Issue #2834, opened 2019-01-29
Add tests for ContentResolverHelper


grzesiek2010:
#### Problem description
in #2823 we fixed a bug in `ContentResolverHelper` class. This class is not covered with tests at all. It would be good to add some.

grzesiek2010:
The mentioned class no longer exists so let's close the issue.

PR #4297, opened 2020-12-11
Do not ask for storage permissions when it's a fresh installation

### LINKED ISSUE #4288: Do not ask for storage permissions users who use scoped storage
#### Problem description
Using scoped storage we don't need storage permission because it's our own space.

#### Expected behavior
New users and those who have already migrated to scoped storage should not be asked to grant storage permission.

grzesiek2010:
Closes #4288

I tested the behavior.

I decided to call `requestStoragePermissions()` like before but add one trick which is here:
https://github.com/getodk/collect/pull/4297/files#diff-fe2bc5034d6dfe946ff681f198d0552c83038caed992865f5e7ce030447a276bR98

Another option would be to check if we need storage permission before calling `requestStoragePermissions()` but that would require adding more if/else statements and the code would be more cluttered.

Fresh installs should not ask for storage permission that's the only change. In order to confirm that everything works fine it would be good to go through some functionalities where normally we would be asked for permissions.

No.

No.


lognaturel (commented):
Would be great to get some testing. Maybe just a small test for `areStoragePermissionsGranted` that verifies that `true` is always returned if scoped storage is enabled?

I like what you've done with `PermissionUtils`. I'm wondering whether it's also a good opportunity to rename it to maybe `PermissionsRequester` or `PermissionsProvider`?

grzesiek2010:
> Would be great to get some testing

I thought the same at the end of my day yesterday. I'll try to add something valuable.

grzesiek2010:
> Would be great to get some testing. Maybe just a small test for areStoragePermissionsGranted that verifies that true is always returned if scoped storage is enabled?

I like what you've done with PermissionUtils. I'm wondering whether it's also a good opportunity to rename it to maybe PermissionsRequester or PermissionsProvider?

It's ready, I added some tests and implemented code refactoring.

collect_app/src/test/java/org/odk/collect/android/permissions/PermissionsProviderTest.java
```diff
@@ -0,0 +1,141 @@
...
+        when(storageStateProvider.isScopedStorageUsed()).thenReturn(false);
+        permissionsProvider = new PermissionsProvider(permissionsChecker, storageStateProvider);
+
+        assertThat(permissionsProvider.areStoragePermissionsGranted(), is(false));
+    }
+
+    @Test
+    public void whenStoragePermissionsNotGrantedAndScopedStorageUsed_shouldAreStoragePermissionsGrantedReturnTrue() {
+        when(permissionsChecker.isPermissionGranted(Manifest.permission.READ_EXTERNAL_STORAGE, Manifest.permission.WRITE_EXTERNAL_STORAGE)).thenReturn(false);
+        when(storageStateProvider.isScopedStorageUsed()).thenReturn(false);
```
lognaturel: This should be `true` so that the last assertion is `true`!

lognaturel (changes requested):
Looks good other than the main test... 🙃 Feel free to mark as `needs testing` once that's fixed and conflicts are resolved.

collect_app/src/test/java/org/odk/collect/android/permissions/PermissionsProviderTest.java
grzesiek2010: Ahh good catch, thanks!

kkrawczyk123:
@grzesiek2010 Not asking for storage permissions with a fresh install causes crashes when try to use widgets with adding files from device's storage - image, video, audio, annotate and file widget as those widgets need storage permission enabled. I can enable it in settings/ app permissions and then it works well but none of the users would actually do that. If you really want to remove asking for permissions right after installation perhaps adding another permission dialog after using the "Choose" buttons should be considered. 

grzesiek2010:
> Not asking for storage permissions with a fresh install causes crashes when try to use widgets with adding files from device's storage - image, video, audio, annotate and file widget as those widgets need storage permission enabled.

Does that depend on Android version or the source of files? I tested Api 29 and yeah the behavior is not consistent sometimes I get a message that I can't access a file that should be accessible but I wasn't able to reproduce a crash.

mmarciniak90:
We noticed slight differences depending on the version, e.g. Android 10 does not crash, it just shows the toast `Error Occured`. The easiest way to reproduce is to add an attachment from the IMAGES / AUDIO / VIDEOS directory.

grzesiek2010:
Ok everything seems to come down to Storage Access Framework:
https://developer.android.com/guide/topics/providers/document-provider
https://developer.android.com/training/data-storage/shared/documents-files

and the question I asked here: https://github.com/getodk/collect/pull/4351#issuecomment-761998944

looks like we not only don't need that nasty code (which I described in the question attached above) to retrieve files but we even have to stop using it.

grzesiek2010:
Ok I implemented some changes. @mmarciniak90 @kkrawczyk123 please test:
- capturing and attaching files in media widgets
- importing settings using a qr code from saved image (not scanning)
- setting custom splash screen images

did I miss something where we attach files?

collect_app/src/main/java/org/odk/collect/android/dao/helpers/ContentResolverHelper.java
```diff
@@ -76,20 +73,8 @@ public static String getFormPath(Uri uri) {
...
-        if (fileName != null && fileName.contains(".")) {
-            return fileName.substring(fileName.lastIndexOf('.') + 1);
-        } else {
-            return fileUri.getScheme() != null && fileUri.getScheme().equals(ContentResolver.SCHEME_CONTENT)
-                    ? MimeTypeMap.getSingleton().getExtensionFromMimeType(context.getContentResolver().getType(fileUri))
-                    : MimeTypeMap.getFileExtensionFromUrl(fileUri.toString());
-        }
+    public static String getFileExtensionFromUri(Uri fileUri) {
+        String mimeType = getContentResolver().getType(fileUri);
+        return mimeType.substring(mimeType.lastIndexOf("/") + 1);
```
lognaturel: This happens to work for some common types like `image/jpeg` but the subtype name is not guaranteed to be the extension. For example the SVG MIME type is `image/svg+xml` but its extension is `.svg`. Or `audio/amr-wb` and `.amr`. I think you have to use [MimeTypeMap#getExtensionFromMimeType](https://developer.android.com/reference/android/webkit/MimeTypeMap#getExtensionFromMimeType(java.lang.String)).

collect_app/src/main/java/org/odk/collect/android/provider/FormsProvider.java
```diff
@@ -87,12 +86,6 @@ public static void releaseDatabaseHelper() {
 
     @Override
     public boolean onCreate() {
-
-        if (!areStoragePermissionsGranted(getContext())) {
```
lognaturel, line 91: I think this can all go away once we don't support files in `/sdcard/odk/` anymore but at the moment, removing it could result in a crash if someone's migration failed, they haven't yet granted permissions, and they try to access forms from an external app, right?

collect_app/src/main/java/org/odk/collect/android/provider/InstanceProvider.java
```diff
@@ -87,11 +86,6 @@ public static void releaseDatabaseHelper() {
 
     @Override
     public boolean onCreate() {
-        if (!areStoragePermissionsGranted(getContext())) {
```
lognaturel, line 90: Same question as for `FormsProvider`.

collect_app/src/main/java/org/odk/collect/android/utilities/MediaUtils.java
```diff
@@ -82,362 +60,8 @@ public void openFile(Context context, File file) {
         }
     }
 
-    public String getMimeType(String url) {
+    private String getMimeType(String url) {
```
lognaturel: This seems unnecessary and likely to fail. It should be possible to use [`FileProvider#getType`](https://developer.android.com/reference/androidx/core/content/FileProvider#getType(android.net.Uri)).

lognaturel:
> @mmarciniak90 @kkrawczyk123 please test:

The really important things to check are around edge cases for file types, file extensions and file sources. For example, what if you have a jpg with the correct MIME type but no extension? What if you have a text file with extension `.fake` and the correct MIME type? What if you have files coming from Google Drive? Checking that for one place where files are attached should be sufficient.

collect_app/src/main/java/org/odk/collect/android/widgets/AudioWidget.java
```diff
@@ -144,40 +144,25 @@ public IAnswerData getAnswer() {
         }
     }
 
-    /**
```
lognaturel, line 147: `FormSaveViewModel.createAnswerFile` returns a `LiveData<Result<String>>` used to set the data from a file name. Have you tried this change with internal recording?

collect_app/src/main/java/org/odk/collect/android/dao/helpers/ContentResolverHelper.java
grzesiek2010: Generally you are right and I tried it but in some cases (which seem pretty obvious) it returns null those cases are like:
- audio/mp3
- text/csv

Here https://stackoverflow.com/questions/12473851/how-i-can-get-the-mime-type-of-a-file-having-its-uri/12473985 where that solution is marked as accepted people also complain about the same.

Maybe I should use what you mentioned first and then in case of null my: `mimeType.substring(mimeType.lastIndexOf("/") + 1);`

or better yet (as a second step) I can read filename that should contain file extension:
```
        Cursor cursor = getContentResolver().query(fileUri, null, null, null, null);
        if (cursor != null && cursor.moveToFirst()) {
            name = cursor.getString(cursor.getColumnIndex(MediaStore.MediaColumns.DISPLAY_NAME));
        }
        String extension = name != null ? name.substring(name.lastIndexOf(".") + 1) : "";
```

this is what this library does https://github.com/anggrayudi/SimpleStorage. I know it's new and didn't gain traction yet but i ran into it through this topic https://stackoverflow.com/questions/63080879/get-file-extension-using-android-storage-access-framework.

What do you think?

collect_app/src/main/java/org/odk/collect/android/provider/FormsProvider.java
grzesiek2010: I tested it using collectTester app and:
- if you open list of blank form everything is fine, you are asked to grant permissions
- if you open list of saved forms **as above**
- if you open list of forms to submit **as above**
- if you open list of sent forms **as above**
- if you download forms passing ids **as above**
- if you upload forms passing ids **as above**

It only crashes if an external app tries to get list of forms or instances.
The problem was with injecting objects in content providers which are initialized before other app components but finally I fixed this issue thanks to https://stackoverflow.com/questions/23521083/inject-database-in-a-contentprovider-with-dagger
https://github.com/getodk/collect/pull/4297/commits/0c1ff84374c4ca7dc7c83067cea384473fcb1767

collect_app/src/main/java/org/odk/collect/android/provider/InstanceProvider.java
grzesiek2010: As above in case of FormsProvider

collect_app/src/main/java/org/odk/collect/android/widgets/AudioWidget.java
grzesiek2010: I tested the demo form with internal recording and everything seems fine.

collect_app/src/main/java/org/odk/collect/android/utilities/MediaUtils.java
grzesiek2010: Done.

collect_app/src/main/java/org/odk/collect/android/dao/helpers/ContentResolverHelper.java
lognaturel: ANDROID! Why must it always make simple things hard. Good catch on `MimeTypeMap#getExtensionFromMimeType` not actually working all the time.

Doing that first and then falling back seems good. I think you might actually want to have both fallbacks since neither is perfect -- `MediaStore.MediaColumns.DISPLAY_NAME` is not necessarily a file name. Maybe first use `MimeTypeMap#getExtensionFromMimeType`, then try the display column and then use the subtype?

collect_app/src/main/java/org/odk/collect/android/widgets/AudioWidget.java
lognaturel: Interesting! @seadowg, would be good for you to at least see this change happening since it's to very recent audio code.

collect_app/src/main/java/org/odk/collect/android/provider/FormsProvider.java
lognaturel: Makes sense!

collect_app/src/main/java/org/odk/collect/android/dao/helpers/ContentResolverHelper.java
grzesiek2010: Ok I did it I even added another fourth aproach since I noticed that in case of selfie video only that last approach works well :scream:

lognaturel: Yikes! Is that maybe because selfie video gives back a file URI (not a content URI) without a MIME type set? Maybe that's worth looking at again after this PR.

collect_app/src/main/java/org/odk/collect/android/utilities/MediaUtils.java
grzesiek2010: I'm rolling back this. I tested that way and it doesn't work in all cases but the old one does at leas for the cases I tested. Oh Android you are so funny! 
I added some fallbacks just in case like in getFileExtensionFromUri() above.

collect_app/src/main/java/org/odk/collect/android/widgets/AudioWidget.java
seadowg: Looks like @lognaturel is right as `AudioRecordingTest` and `AudioWidgetTest` are failing. From debugging, it looks like `AudioWidget#setData` is still passed a `String`.

collect_app/src/main/java/org/odk/collect/android/dao/helpers/ContentResolverHelper.java
```diff
@@ -76,20 +79,43 @@ public static String getFormPath(Uri uri) {
...
-        if (fileName != null && fileName.contains(".")) {
-            return fileName.substring(fileName.lastIndexOf('.') + 1);
-        } else {
-            return fileUri.getScheme() != null && fileUri.getScheme().equals(ContentResolver.SCHEME_CONTENT)
-                    ? MimeTypeMap.getSingleton().getExtensionFromMimeType(context.getContentResolver().getType(fileUri))
-                    : MimeTypeMap.getFileExtensionFromUrl(fileUri.toString());
+    public static String getFileExtensionFromUri(Uri fileUri) {
+        String mimeType = getContentResolver().getType(fileUri);
+
+        String extension = fileUri.getScheme() != null && fileUri.getScheme().equals(ContentResolver.SCHEME_CONTENT)
```
lognaturel, line 85: Wouldn't we always be dealing with content URIs here? In what cases would we have file URIs?

lognaturel: Or was that the selfie video case again?

collect_app/src/main/java/org/odk/collect/android/widgets/AudioWidget.java
lognaturel: Do you remember whether there was a specific reason you wanted to use a `String`, @seadowg? Looks like using a `LiveData<Result<File>>` works fine but want to make sure there isn't a strong reason against it.

grzesiek2010: Yeah I have just turned it into files so please answer if there was any reason.

collect_app/src/main/java/org/odk/collect/android/dao/helpers/ContentResolverHelper.java
grzesiek2010: This was the fix added for a crash some time ago https://github.com/getodk/collect/commit/f98b98dddc3cc9af8e1db5144f4c9c7313854df1 so I wanted to keep it just in case seeing how other cases might be tricky.

grzesiek2010:
@lognaturel Generally I think it's ready for testing unless you see something important.

collect_app/src/main/java/org/odk/collect/android/widgets/AudioWidget.java
seadowg: I don't **think** it needs to be a `String`. It was just because it didn't need to be a file as the the other side could just use `getAnswerFile` with the name (the `String`) to access the actual file. I think if `File` is more consistent we can go with that!

collect_app/src/main/java/org/odk/collect/android/dao/helpers/ContentResolverHelper.java
lognaturel: Got it. Would be great to follow up with #2834 because this method has gone through lots of big changes during this PR that probably would have been avoided with tests.

lognaturel (approved):
This has turned into an adventure! Good to see so much code going away.

Lots of little things to check around the media selection questions like are temporary files cleaned up and all the [cases around MIME types and file extensions I listed earlier](https://github.com/getodk/collect/pull/4297#issuecomment-763264011).

grzesiek2010:
I added some improvements to handle `SecurityException` which is thrown when read permission is no granted to the returned uri. I was even able to reproduce it on an emulator Api 25 where I can't record video because apparently the default app doesn't grant read permission to returned uri. Please keep an eye on it during testing.

lognaturel:
> I was even able to reproduce it on an emulator Api 25

Nice. But does this mean that recording video with that default app would never work? I wonder if this is going to be a broader issue -- are media apps for older OS versions not going to work because they expect the blanket read permissions to be given?

grzesiek2010:
> Nice. But does this mean that recording video with that default app would never work? I wonder if this is going to be a broader issue -- are media apps for older OS versions not going to work because they expect the blanket read permissions to be given?

I tested emulators with apis 22-30 and noticed that problem on api 23 and 25. In those cases recording is not possible with default camera apps. Granting storage permission fixes the issue but I thought it was a bug in those camera apps. In the doc where recording videos is described https://developer.android.com/training/camera/videobasics there is nothing about storage permission and we use exactly that way.

Apparently they love to confuse people.

I also read https://developer.android.com/training/data-storage/shared/media and https://developer.android.com/training/data-storage/shared/documents-files and my understanding is that we shouldn't need that permissions.

mmarciniak90:
**Tested with success**

Verified cases:
- Image widgets
   - choose image from Image directory
   - choose image from Downloads
   - choose image from Google Drive
   - take new photo
   - Camera permissions
- Audio widget
   - choose audio file from Audio directory
   - choose audio file from Downloads
   - choose audio file from Google Drive
   - record new audio
   - Microphone permissions
- Video widget
   - choose video file from Video directory
   - choose video file from Downloads
   - choose video file from Google Drive
   - record new video
   - Camera and Microphone permissions
- File widget
   - choose any file for file widget from Images/Videos/Audio
   - choose any file for file widget from Downloads
   - choose any file for file widget from Google Drive
   - verified file types: amr, ogg, m4a, mp3, 3gp, gif, jpeg, jpg, png, pdf, doc, docx, txt, xls, xlsx, csv, xml, rtf, zip, rar files
- Location permissions
- Contact permissions
- Telephone permissions
- enabled storage permission manually
- fresh installation
- import settings using a qr code file
- import settings from .settings / json file
- custom splash screen images - file saved in /storage/emulated/0/Android/data/org.odk.collect.android/files 
- upgrade when storage permission is enabled
- upgrade when storage permission is disabled
   - if files are migrated, storage permissions are not required
   - if files are not migrated, storage permissions are required
- jpg with the correct MIME type but no extension (internal storage and GD) - verified on images widgets and file widget
- text file with extension .fake and the correct MIME type (internal storage and GD) - verified on file widget

kkrawczyk123:

grzesiek2010:
Regarding that problems with permissions: If it's not our fault bug external apps that do not grant uri permission we may need to consider adding something like: https://github.com/getodk/collect/commit/17431bbc5d663f01a349c43d40682674524dfc31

########################################

TASK INSTRUCTIONS – In the listing above, transcribe exactly everything from the line containing "- Telephone permissions" down to the line containing "- upgrade when storage permission is enabled", including both and nothing more.

ANSWER BOX –
- Telephone permissions
- enabled storage permission manually
- fresh installation
- import settings using a qr code file
- import settings from .settings / json file
- custom splash screen images - file saved in /storage/emulated/0/Android/data/org.odk.collect.android/files 
- upgrade when storage permission is enabled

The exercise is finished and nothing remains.